M. LeBlanc and Safe Primes
Sophie Germain (born 1776 in Paris) was a French mathematician and who used safe primes to investigate Fermat’s Last Theorem. She gained her knowledge of mathematics by studying the works of Euler and communicated her ideas with other famous mathematics scholars including Legendre, Fourier and Gauss.

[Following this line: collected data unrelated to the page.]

Issue #169, opened 2021-06-14
Macro-op-fusion: Pattern design of ADC and SBB


mohanson:
# ADC

Adding a0, a1, and a2 with results in a0 and carry-out in a1.

```
add  a0, a0, a1
sltu a1, a0, a1
add  a0, a0, a2
sltu a2, a0, a2
or   a1, a1, a2
```

- a0 ~ a2 are used as placeholders
- a0, a1, a2 != ZERO

# SBB

Do a0 - a1 - a2 with results in a0 and carry-out in a1.

```
sub  a1, a0, a1
sltu a3, a0, a1
sub  a0, a1, a2
sltu a2, a1, a0
or   a1, a2, a3
```

- a0 ~ a3 are used as placeholders
- a3 is a temporary register
- a0, a1, a2, a3 != ZERO

We need to read 5 instructions to really determine whether these 5 instructions can be fused into a mop instruction, but in fact, when the first instruction is read, we have a high accuracy rate to judge whether the first instruction is the beginning of an sbb mop instructions. This way `sub a1, a0, a1` of writing `sub` is not very common, in most cases we will write like this `sub a0, a0, a1`. Therefore, this effectively distinguishes `sbb` and normal `sub`.

Test code: https://github.com/mohanson/ckb-vm/tree/adcsbb

mohanson:
cc @XuJiandong @xxuejie

mohanson:
Features have been merged by #170

PR #170, opened 2021-06-14
feat: macro-op fusion adc / sbb

mohanson:
ref: #169


src/decoder.rs
```diff
@@ -101,14 +101,195 @@ impl Decoder {
...
+                    Ok(i)
+                } else {
+                    Ok(head_instruction)
+                }
+            }
+            insts::OP_SUB => {
+                let mut rule_sbb = || -> Result<Option<Instruction>, Error> {
+                    let head_inst = Rtype(head_instruction);
+                    let head_size = instruction_length(head_instruction);
+                    if head_inst.rs1() == ZERO || head_inst.rs2() == ZERO {
```
xxuejie: For adc, we were checking rd of `head_inst` is not ZERO, why this is missing here?

xxuejie: I think it might be better to have a unified check, where we are checking all 3 registers used are not ZERO.

src/machine/asm/execute.S
```diff
@@ -2191,6 +2197,37 @@ ckb_vm_x64_execute:
   WRITE_RS3(RS2r)
   NEXT_INST
 .p2align 3
+.CKB_VM_ASM_LABEL_OP_ADC:
```
xxuejie, line 2200: This is a direct translation of the 5 instructions from RISC-V, but from a semantic point of view, what we need to do here, is simply:

* Set or clear carry flag based on passed value from RISC-V register(there are many [ways](https://stackoverflow.com/questions/36798572/how-can-i-set-or-clear-overflow-flag-in-x86-assembly) to do it)
* Use adc on the 2 source RISC-V registers
* Move carry flag to the output register

This flow, IMO, really matches what ADC is really doing.

tests/test_mop.rs
```diff
@@ -143,3 +143,47 @@ pub fn test_mop_secp256k1() {
...
+    #[cfg(has_asm)]
+    {
+        let mut machine_asm = machine_build::asm_v1_mop("tests/programs/mop_adc", vec![]);
+        let ret_asm = machine_asm.run();
+        assert!(ret_asm.is_ok());
+        assert_eq!(ret_asm.unwrap(), 0);
+
+        let code = machine_build::aot_v1_mop_code("tests/programs/mop_adc");
+        let mut machine_aot = machine_build::aot_v1_mop("tests/programs/mop_adc", vec![], &code);
+        let ret_aot = machine_aot.run();
```
xxuejie, line 171: It's best if we add test cases validating cycles consumed by the mop version vs non-mop version.

src/decoder.rs
mohanson: The next codes will check head_inst.rd() == head_inst.rs2()

xxuejie: Yep but we are relying an inherit rule that is quite prone to errors, I do suggest the following changes:

* When we were decoding instructions, we only check for the equality of certain register IDs, such as `head_inst.rd() == head_inst.rs2()`
* When we have decoded all the instructions, and are ready to assemble the mop adc/sbb instruction, we add a ZERO register check for all used registers by the mop instruction

I think this way we can have better code readability, and I do suspect the generated optimized code, will be the same level of performance.

src/machine/asm/execute.S
mohanson: I can't get the correct a2 value under the steps you recommend. Consider the result of a2, I think direct translation is the most convenient. 

```
a2 = (tmp + a2) 's carry flag
where tmp = a0 + a1
```

src/decoder.rs
mohanson: Yes, this way is better

tests/test_mop.rs
mohanson: done

xxuejie (approved):

PR #2044, opened 2026-04-09
feat: overhaul of resource deletion and archiving lifecycle including projects, records, templates and users

PeterBaker0:
### Summary

This branch delivers the **deletion and archiving** epic: **templates** and **surveys/notebooks** can be **archived** and **permanently removed** with clearer permissions and data cleanup, plus a **web Archive** area. It also adds **disabled user accounts** (soft-off) so blocked users cannot authenticate while keeping historical data and roles on disk until you change them.

### Surveys / notebooks (projects)

Implements a complete survey lifecycle (closed, archived, deleted), including forcing remote deletion when opt-in allowed.

### Templates

Pulls archived flag out of the notebook JSON into a top level field (requiring migration). Applies this consistently

### Data model, permissions, and migrations

Permission model updated accordingly with new actions. Migrations where needed.

### User accounts (disable / re-enable)

Disabling a user moves them to the archive and stops any login related activity - 401 everything.

### Web archive mode

Special view where you can see archived entries then restore/delete.

### How to verify

- run all tests
- run migrations
- try
  - archiving a template
  - archiving template with attached surveys
  - deleting a template
  - closing/opening a survey when activated/not activated
  - archiving a survey when activated/not activated with remote deletion allowed and disabled
  - deleting a survey when activated/not activated with remote deletion allowed and disabled
  - deleting records from info panel
  - deleting records from the related record selector
  - exporting records which have deleted attached records (should not be present in export)


api/src/api/notebooks.ts
```diff
@@ -662,10 +724,35 @@ api.get(
...
       const filenames: string[] = [];
       // Process any file fields to give the file name in the zip download
-      records.forEach(record => {
+      for (const record of records) {
+        if (record.data) {
+          try {
+            const fields = getNotebookFieldTypes({
+              uiSpecification,
+              viewID: record.type,
+            });
```
PeterBaker0: I'm thinking this is probably quite inefficient

api/src/api/notebooks.ts
```diff
@@ -662,10 +724,35 @@ api.get(
...
+            const dataCopy = {...record.data};
+            await stripDeletedRelatedRefsFromRecordData({
+              fields,
+              data: dataCopy,
+              dataDb,
+              uiSpecification,
+            });
+            record.data = dataCopy;
```
PeterBaker0: do we actually need to make a copy here

api/src/couchdb/export/csvExport.ts
```diff
@@ -289,9 +292,17 @@ export const appendAllCSVsToArchive = async ({
         const hrid = record.hrid || record.record_id;
         const row = [...generateRecordPrefixInformation(record)];
 
+        const rowData = {...record.data} as Record<string, unknown>;
+        await stripDeletedRelatedRefsFromRecordData({
+          fields: viewState.fields,
+          data: rowData,
+          dataDb: dataDb as DatabaseInterface<DataDocument>,
+          uiSpecification,
+        });
```
PeterBaker0, line 297: again is it actuall y necessary to make copy here

api/src/couchdb/export/stripDeletedRelatedRefs.ts
```diff
@@ -0,0 +1,126 @@
...
+/** Couch data DB as returned by {@link getDataDb} or test fakes typed as {@link DataDocument}. */
+export type StripRelatedRefsDataDb =
+  | DataDbType
+  | DatabaseInterface<DataDocument>;
+
+const RELATIONSHIP_COMPONENT = 'faims-custom::RelatedRecordSelector';
+
+function componentKey(namespace: string, name: string): string {
+  return namespace ? `${namespace}::${name}` : name;
+}
```
PeterBaker0: this helper function would exist somewhere

api/src/couchdb/export/stripDeletedRelatedRefs.ts
```diff
@@ -0,0 +1,126 @@
...
+    const entries = Array.isArray(normalized) ? normalized : [normalized];
+
+    const kept: typeof entries = [];
+    for (const item of entries) {
+      const rid = item.record_id;
+      try {
+        const h = await engine.hydrated.getHydratedRecord({
+          recordId: rid,
+          config: {conflictBehaviour: 'pickLast'},
+        });
```
PeterBaker0: this is potentially not efficient- as each record then re-hydrates all related records - I think we should just check the deleted property more directly - just fetching the record head revision should be sufficient since we use no other information.

api/src/couchdb/notebooks.ts
```diff
@@ -126,6 +126,73 @@ export const putProjectDoc = async (doc: ProjectDocument) => {
...
+
+/**
+ * Clears `templateId` on all project documents that reference the template.
+ * Used when permanently deleting a template so surveys do not keep stale
+ * references.
+ */
+/**
+ * Drops the per-field metadata doc for `template_id` if it exists (see
+ * `writeProjectMetadata`), so notebook details no longer cite the template.
+ */
```
PeterBaker0, line 156: double metadata

app/src/context/slices/projectSlice.ts
```diff
@@ -32,6 +32,89 @@ import {databaseService} from './helpers/databaseService';
...
+      resolveNext = r;
+    });
+    await prev.catch(() => {});
+    try {
+      return await fn();
+    } finally {
+      resolveNext();
+    }
+  };
+}
```
PeterBaker0, line 80: add some documentation/explanation around this logic

app/src/context/slices/projectSlice.ts
```diff
@@ -1767,9 +1894,87 @@ export const initialiseProjects = createAsyncThunk<void, {serverId: string}>(
...
+        appDispatch(detachProjectRetainLocalData({serverId, projectId}));
+      }
+    }
+
+    if (needsAbsentConfirmationRetry) {
+      scheduleAbsentDirectoryRetry(serverId, appDispatch);
+    } else {
+      clearAbsentDirectoryRetry(serverId);
+    }
+    });
```
PeterBaker0: add some comments

library/forms/lib/fieldRegistry/fields/RelatedRecord/index.tsx
```diff
@@ -597,12 +640,138 @@ const FullRelatedRecordField = (props: FullRelatedRecordFieldProps) => {
...
+        userId: props.config.user,
+      });
+      await queryClient.invalidateQueries({queryKey: ['related-hydration']});
+      setDeleteTarget(null);
+    } catch (e) {
+      setDeleteError(
+        e instanceof Error ? e.message : 'Could not delete this record.'
+      );
+    }
+  };
```
PeterBaker0, line 744: add comments and doc strings

library/forms/lib/fieldRegistry/fields/RelatedRecord/index.tsx
```diff
@@ -660,23 +829,123 @@ const FullRelatedRecordField = (props: FullRelatedRecordFieldProps) => {
...
+      >
+        <DialogTitle>Delete related record?</DialogTitle>
+        <DialogContent>
+          {deleteError && (
+            <Alert severity="error" sx={{mb: 1}}>
+              {deleteError}
+            </Alert>
+          )}
+          <Typography variant="body2">
+            This deletes the linked record (soft delete), the same as deleting it
```
PeterBaker0: wording updates

PeterBaker0 (commented):
Self-review - will address then re-request from Steve

api/src/api/notebooks.ts
PeterBaker0: Did some investigation and I think its performance implications are minimal, and is a reasonable defensive choice since we wouldn't really expect this function in its contract to mutate the incoming data

web/src/project-archive/project-lifecycle-copy.ts
```diff
@@ -0,0 +1,51 @@
...
+export function getArchiveProjectDialogBody(): string {
+  if (FORCE_REMOTE_DELETION === 'allow') {
+    return [
+      `Archiving hides this ${NOTEBOOK_NAME_CAPITALIZED} from normal lists.`,
+      `Be absolutely sure every field user has uploaded their records before you archive. After users open the app, it will wipe this ${NOTEBOOK_NAME} from their device. Anything that was not uploaded will be lost forever and cannot be recovered.`,
+    ].join(' ');
+  }
+  return [
+    `Archiving hides this ${NOTEBOOK_NAME_CAPITALIZED} from normal lists.`,
+    `People should sync first so the server has their latest work. After users open the app, it will deactivate this ${NOTEBOOK_NAME} from their device. While data may be recoverable on some devices, we do not recommend relying on this.`,
```
stevecassidy: 'Users should sync...' 'After they open the app,...'.   By 'deactivate' here I think you mean that it will delete all data - if so it should say that.

stevecassidy (commented):
Wording in ProjectStatusDialog (from an earlier PR): "Closed: Project is read-only. Users will not be able to activate this project for data collection."  Maybe also note that users who have already activated will still be able to browse data on their device/browser.

web/src/project-archive/project-lifecycle-copy.ts
```diff
@@ -0,0 +1,51 @@
...
+  ].join(' ');
+}
+
+/** Short line for the project actions card (archive list item). */
+export function getArchiveProjectActionsDescription(): string {
+  if (FORCE_REMOTE_DELETION === 'allow') {
+    return `Hide this ${NOTEBOOK_NAME} from normal lists. After users open the app, their devices may wipe this ${NOTEBOOK_NAME}. Records that were never uploaded can be lost forever.`;
```
stevecassidy: What is a 'normal list'?

web/src/project-archive/project-lifecycle-copy.ts
stevecassidy: Ah, I see the conditional now, so in this case it isn't forcing deletion.   Now there is a problem - the notebook is not visible on my device but the database is still present and there is no way that I can remove it.   Need a mechanism for a user to clear out their device.

api/public/swagger.json
```diff
@@ -93,17 +93,82 @@
         }
       }
     },
+    "/directory/": {
+      "get": {
+        "summary": "List surveys visible to the caller (directory)",
```
stevecassidy: Hmm, we have a survey/notebook issue in this document. Ideally we find a way to customise it but we should at least be consistent - most other endpoints use 'notebook'.

api/src/api/notebooks.ts
```diff
@@ -588,6 +613,43 @@ api.put(
   }
 );
 
+/** Archive or un-archive a survey (`archive: true` sets {@link ProjectStatus.ARCHIVED}). */
```
stevecassidy: isn't it `{"archive": true}` as in a JSON body, also note `false` will un-archive.

api/src/api/notebooks.ts
```diff
@@ -588,6 +613,43 @@ api.put(
...
+  }),
+  async ({params: {id}, body: {archive}}, res) => {
+    await setNotebookArchived({projectId: id, archive});
+    res.sendStatus(200);
+  }
+);
+
+/** Restore an archived survey to closed (not open). */
+api.post(
+  '/:id/restore',
```
stevecassidy: But doesn't PUT to /:id/archive with {"archive": false} do this? We shouldn't need another endpoint here.

api/src/api/notebooks.ts
stevecassidy: Ah, but we have PUT to /:id/status above which could also do archiving since it is just changing the value of the status flag for this project which can be 'open', 'closed' or 'archived'.  I could use that endpoint to set status to 'ARCHIVED' and it would be allowed but would not archive the project.  Suggest we retain the single /:id/status endpoint and implement the right actions there depending on the status requested.

api/src/api/notebooks.ts
```diff
@@ -661,11 +723,58 @@ api.get(
     });
     if (records) {
       const filenames: string[] = [];
+      const viewIdsNeedingFieldTypes = new Set<string>();
```
stevecassidy: What is this from? Feels like it is from another fix but it's not currently in main.

api/src/auth/strategies/localStrategy.ts
```diff
@@ -74,6 +74,13 @@ export const verifyUserCredentials = async ({
     };
   }
 
+  if (isPeopleUserAccountDisabled(dbUser)) {
+    return {
+      success: false,
+      error: ambiguousErrorMessage,
```
stevecassidy: I wonder if we should explicitly say this account is disabled - doesn't leak any info to attackers except that this account did exist before.  Note that the error that I see when I try to login to a disabled account is "Login failed"

web/src/components/tables/users.tsx
```diff
@@ -156,6 +157,17 @@ export const useUsersColumns = ({
         <div className="flex justify-center items-center">Reset Password</div>
       ),
     },
+    {
```
stevecassidy, line 159: Not sure if we should not show this for SSO only users (as we do for password reset).  For SSO the account removal will be done on the IDP but they may then want to come in and clean up by removing accounts here.   Since we don't prevent disabled SSO users from logging in it might be best to not offer this for them.

web/src/components/dialogs/archive-project-dialog.tsx
```diff
@@ -0,0 +1,141 @@
...
+                  </p>
+                  <p>Please ensure the following:</p>
+                  <ol>
+                    <li>
+                      All users have opened the app whilst online and confirm
+                      synchronization has completed, indicated by a green tick
+                      next to each record.
+                    </li>
+                    <li>
+                      You have reported the data from the system and stored it
```
stevecassidy: exported?

web/src/components/side-bar/app-sidebar.tsx
```diff
@@ -107,6 +121,31 @@ export function AppSidebar({...props}: React.ComponentProps<typeof Sidebar>) {
...
 
+  if (canSeeTemplates) {
+    const archiveTabTitles: Record<ArchiveTab, string> = {
+      [NOTEBOOK_NAME_PLURAL]: NOTEBOOK_NAME_PLURAL_CAPITALIZED,
+      templates: 'Templates',
+      users: 'Users',
+      teams: 'Teams',
+    };
+    const archiveSubItems: NonNullable<NavItem['items']> =
+      ARCHIVE_TAB_VALUES.map(tabKey => ({
```
stevecassidy: I think we should exclude Teams here until we can archive teams. Also should exclude Users for those without permission to see users (`canSeeUsers`) and I guess templates (`canSeeTemplates`).

app/src/context/slices/projectSlice.ts
```diff
@@ -32,6 +36,104 @@ import {databaseService} from './helpers/databaseService';
...
+  const t = pendingAbsentDirectoryRetryTimer.get(serverId);
+  if (t !== undefined) {
+    clearTimeout(t);
+    pendingAbsentDirectoryRetryTimer.delete(serverId);
+  }
+}
+
+function projectDocIsArchivedOnServer(doc: ProjectDocument): boolean {
+  const s = doc.status as ProjectStatus | string;
+  return s === ProjectStatus.ARCHIVED || s === 'ARCHIVED';
```
stevecassidy: Why this disjunction?

app/src/gui/components/notebook/settings/index.tsx
```diff
@@ -209,16 +217,32 @@ export default function NotebookSettings(props: {uiSpec: ProjectUIModel}) {
...
         <DialogContent>
-          <DialogContentText>
-            Are you sure you want to {DE_ACTIVATE_VERB.toLowerCase()} this{' '}
-            {NOTEBOOK_NAME_CAPITALIZED}? {DE_ACTIVATE_ACTIVE_VERB} may result in
-            unintended data loss if your records have not been uploaded to the
-            server.
-          </DialogContentText>
+          <Stack spacing={2}>
+            <Typography variant="body1">
+              Are you sure you want to {DE_ACTIVATE_VERB.toLowerCase()} the{' '}
```
stevecassidy, line 223: Should include a warning about data loss here if we're going to delete the database.

app/src/gui/components/notebook/settings/index.tsx
```diff
@@ -180,10 +189,9 @@ export default function NotebookSettings(props: {uiSpec: ProjectUIModel}) {
             </Typography>
             <Box>
               <Typography variant={'body2'} sx={{mb: 2}}>
-                {DE_ACTIVATE_ACTIVE_VERB} this {NOTEBOOK_NAME_CAPITALIZED} will
-                remove it from your active notebooks list. Make sure all your
-                data has been synced to the server before{' '}
-                {DE_ACTIVATE_ACTIVE_VERB.toLowerCase()}.
+                {DE_ACTIVATE_ACTIVE_VERB} this {NOTEBOOK_NAME} will remove it
```
stevecassidy, line 192: ...and delete all records on your device.

api/src/api/templates.ts
```diff
@@ -106,6 +126,27 @@ api.get(
   }
 );
 
+/**
+ * GET count of surveys (projects) that still reference this template id.
+ */
+api.get(
+  '/:id/survey-references',
```
stevecassidy: /:id/references perhaps?

api/src/api/templates.ts
```diff
@@ -106,6 +126,27 @@ api.get(
...
+    getResourceId(req) {
+      return req.params.id;
+    },
+  }),
+  processRequest({
+    params: z.object({id: z.string()}),
+  }),
+  async (req, res: Response<GetTemplateSurveyReferencesResponse>) => {
+    const ids = await getProjectIdsReferencingTemplate(req.params.id);
+    res.json({surveyCount: ids.length});
```
stevecassidy: count

web/src/components/tables/users.tsx
stevecassidy: Noted that we do prevent SSO users logging in.  Happy to leave this in place for SSO users.

library/data-model/src/data_storage/migrations/notebookMigrations/migrateV3.ts
```diff
@@ -0,0 +1,37 @@
...
+// WITHOUT WARRANTIES OR CONDITIONS OF ANY KIND, either express or implied.
+// See the License for the specific language governing permissions and
+// limitations under the License.
+
+/**
+ * @file Notebook migration to schema 3.0 — removes legacy `project_status` from metadata.
+ * Archive state for templates now lives on the template document, not notebook JSON.
+ */
+
+import type {NotebookV1} from './migrateV2';
```
stevecassidy: NotebookV1 was defined in migrateV2 to avoid using the global notebook type (which would be V2 at that point).   Makes sense here to have a locally defined type for this here rather than importing although it will be the same as NotebookV1.  That type was exported for the tests rather than for broader usage.

stevecassidy (changes requested):
No big problems with this, thanks for the detailed work.   Some changes requested with the API endpoints and a few other comments/suggestions.    We are happy with forcing deletion of data on devices when projects are deleted so you can perhaps remove the flag and just go with that behaviour.

web/src/project-archive/project-lifecycle-copy.ts
PeterBaker0: As discussed - this is not priority to consider as no major users will have this combination - we could have a mitigation pathway here such as having users manually clear the DB? Regardless not priority for now

api/src/api/notebooks.ts
PeterBaker0: I think I caught it while here - it was just an inefficiency I noticed while fixing up the export code for handling deletion of related records. It was recomputing the field types heaps.

app/src/gui/components/notebook/settings/index.tsx
PeterBaker0: I think its covered pretty well since its on the prior screen too - I have added clarification "...and remove it from your device."

stevecassidy (approved):
Thanks for the thorough work.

In fact, at the time, she faced great resistance in her studies, including from her parent who tried to stall her research by confiscating her candles and taking away her clothes. Sophie also hid her gender when communicating with Gauss and used the pseudonym of M. LeBlanc. But, against all the obstacles she faced, she overcame them and even learnt Greek and Latin so that she could read about the works of Euler and Newton.
Sophie Germain prime
A Sophie Germain prime (p) is a prime number which also generates a prime at 2p + 1. Thus 11 is a Sophie Germain prime, and where 23 is a safe prime. But 17 is not a Sophie Germain prime, as we get 35 (2x17+1), and which can be factorized. These primes have been seen as being important when selecting prime numbers to be used in the RSA method. For this, we create a public modulus (N) and which is the multiplication of two large prime numbers (p and q). If these prime numbers are weak, it can make the factorization of N easier.